Jiang Huici, Shao Dongxuan, Zhao Peiyu, Wu Yupeng
Department of Obstetrics and Gynecology, Shanghai Tenth People's Hospital, Shanghai, China.
Department of Obstetrics and Gynecology, Shanghai Eighth People's Hospital, Shanghai, China.
Front Oncol. 2021 Feb 23;11:631995. doi: 10.3389/fonc.2021.631995. eCollection 2021.
To evaluate the predictive and guidance value of signet-ring cell carcinoma for chemotherapy response in stage II/III colon cancer.
Eligible patients were recruited from the Surveillance, Epidemiology and End Results (SEER) database. The differences between adenocarcinoma (AD) and SRCC groups in the incidence of patients' demographic and clinical characteristics were analyzed by Pearson's chi-squared (×2) test. Survival was analyzed using the Kaplan-Meier method, and the differences were determined by the log-rank test. Some Cox regression models were built to assess hazard ratios (HRs) of different variables with 95% confidence intervals (95% CIs).

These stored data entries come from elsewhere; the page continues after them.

PR #213, opened 2018-05-22
add OverlapBP and OverlapPC constants

ima23:
- add OverlapBP, OverlapPC to the constants


ens-lgil:
So the update is not scheduled for e93 ?

ens-lgil:
Commit cherry picked to `release/93`

PR #4908, opened 2021-08-11
fix(api): Apply rate limiter before token is validated (#4906)

### LINKED ISSUE #4906: Rate limiting in auth endpoint: 429 responses contain information on whether token was valid or not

In stage II AD, it was found that the receipt of chemotherapy had significantly 12.6% decreased risk of cancer-specific mortality (HR = 0.874, 95% CI = 0.825-0.927, P < 0.001). In stage II SRCC, however, the receipt of chemotherapy had significantly 70.00% increased risk of cancer-specific mortality (HR = 1.700, 95% CI = 1.032-2.801, P = 0.037). In stage III AD, it was found that the receipt of chemotherapy had significantly 45.3% decreased risk of cancer-specific mortality (HR = 0.547, 95% CI = 0.530-0.564, P < 0.001). In stage III SRCC, the receipt of chemotherapy had significantly 24.6% decreased risk of cancer-specific mortality (HR = 0.754, 95% CI = 0.632-0.900, P = 0.002).

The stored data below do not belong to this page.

PR #4928, opened 2021-08-12
feat(bridge): Prevent expanding empty tile (#4057)

### LINKED ISSUE #4057: Prevent from expanding tile when there is no content
All the expanded tiles are expanding even if there are no contents in it. This is very counter-intuitive and also the user can think that there is something not working properly.
This is the case in nearly every screen:

image

image

image

## Acceptance criteria:

- [ ] When no contents are in an expanded tile, I would propose to:
  * To hide the chevron icon
  * To not expand it
  * To have the cursor set to default (`cursor: default`)

## Definition of Done:
- [ ] It is not possible to expand a tile without content
- [ ] Test: Provide a component test or an end-2-end test (depends on implementation)

### LINKED ISSUE #4075: Closed Loop Remediation fails due to missing start and end time in evaluation.triggered event
During https://github.com/keptn/examples/issues/165 we've encountered a problem with the execution of a remediation, more spcifically the evaluation task ,which has no Evaluation field set.

The Lighthouse service fails with the error: `evaluation.triggered event does not contain evaluation timeframe`

image

Remediation sequence in `shipyard.yaml`:

```
        - name: "remediation"
          triggeredOn:
            - event: "production.remediation.finished"
              selector:
                match:
                  evaluation.result: "fail"
          tasks:
            - name: "get-action"
            - name: "action"
            - name: "evaluation"
              triggeredAfter: "2m"
```

ermin-muratovic:
## This PR
- allows to set expandable tile as disabled, which will prevent the user to expand an empty tile
- sets all expandable tiles (environments screen, service screen and sequence screen) to disabled if empty

image

### Related Issues
Closes #4057

### DIFF
--- a/bridge/client/app/_components/ktb-expandable-tile/ktb-expandable-tile.component.ts
+++ b/bridge/client/app/_components/ktb-expandable-tile/ktb-expandable-tile.component.ts
@@ -97,8 +97,11 @@ export class KtbExpandableTileComponent {
     return this._disabled;
   }
   set disabled(value: boolean) {
-    if (this._disabled && this._selected) {
-      this._selected = false;
+    if (this._disabled !== value) {
+      this._disabled = value;
+      if (this._disabled) {
+        this.selected = false;
+      }
       this._changeDetectorRef.markForCheck();
     }
   }
--- a/bridge/client/app/_components/ktb-expandable-tile/ktb-expandable-tile.component.ts
+++ b/bridge/client/app/_components/ktb-expandable-tile/ktb-expandable-tile.component.ts
@@ -23,8 +23,6 @@ export class KtbExpandableTileHeader {}
     '[class.ktb-tile-error]': 'error',
     '[attr.aria-success]': 'success',
     '[class.ktb-tile-success]': 'success',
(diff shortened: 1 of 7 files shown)


bridge/client/app/_components/ktb-expandable-tile/ktb-expandable-tile.component.ts
```diff
@@ -97,8 +97,11 @@ export class KtbExpandableTileComponent {
     return this._disabled;
   }
   set disabled(value: boolean) {
-    if (this._disabled && this._selected) {
-      this._selected = false;
+    if (this._disabled !== value) {
+      this._disabled = value;
+      if (this._disabled) {
+        this.selected = false;
```
Kirdock, line 103: Do we even need this property? Looks like it is never set to `true`

ermin-muratovic: Right. at some time we split this component into `ktb-selectable-tile` and this `ktb-expandable-tile`. For the KtbSelectableTile it does make sense, but here we can drop it.

Kirdock (approved):

PR #4930, opened 2021-08-13
feat: Remove override of evaluation result using previous test result

agrimmer:
Signed-off-by: Andreas Grimmer <andreas.grimmer@dynatrace.com>

## This PR
- removes deprecated logic which sets the evaluation result depending on a previous test result


bacherfl (approved):
lgtm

The cancer-specific survival (CSS) difference between AD and SRCC was not statistically significant in stage II colon cancer. We provided the first compelling evidence that chemotherapy should not be treated in stage II SRCC, while stage III SRCC should be treated with chemotherapy.
评估印戒细胞癌对Ⅱ/Ⅲ期结肠癌化疗反应的预测及指导价值。
从监测、流行病学与最终结果(SEER)数据库招募符合条件的患者。采用Pearson卡方(×2)检验分析腺癌(AD)组和印戒细胞癌(SRCC)组患者人口统计学和临床特征发生率的差异。采用Kaplan-Meier法分析生存情况,通过对数秩检验确定差异。构建一些Cox回归模型以评估不同变量的风险比(HR)及95%置信区间(95%CI)。
在Ⅱ期AD中,发现接受化疗可使癌症特异性死亡风险显著降低12.6%(HR = 0.874,95%CI = 0.825 - 0.927,P < 0.001)。然而,在Ⅱ期SRCC中,接受化疗可使癌症特异性死亡风险显著增加70.00%(HR = 1.700,95%CI = 1.032 - 2.801,P = 0.037)。在Ⅲ期AD中,发现接受化疗可使癌症特异性死亡风险显著降低45.3%(HR = 0.547,95%CI = 0.530 - 0.564,P < 0.001)。在Ⅲ期SRCC中,接受化疗可使癌症特异性死亡风险显著降低24.6%(HR = 0.754,95%CI = 0.632 - 0.900,P = 0.002)。
Ⅱ期结肠癌中AD和SRCC之间的癌症特异性生存(CSS)差异无统计学意义。我们提供了首个有力证据,即Ⅱ期SRCC不应接受化疗,而Ⅲ期SRCC应接受化疗。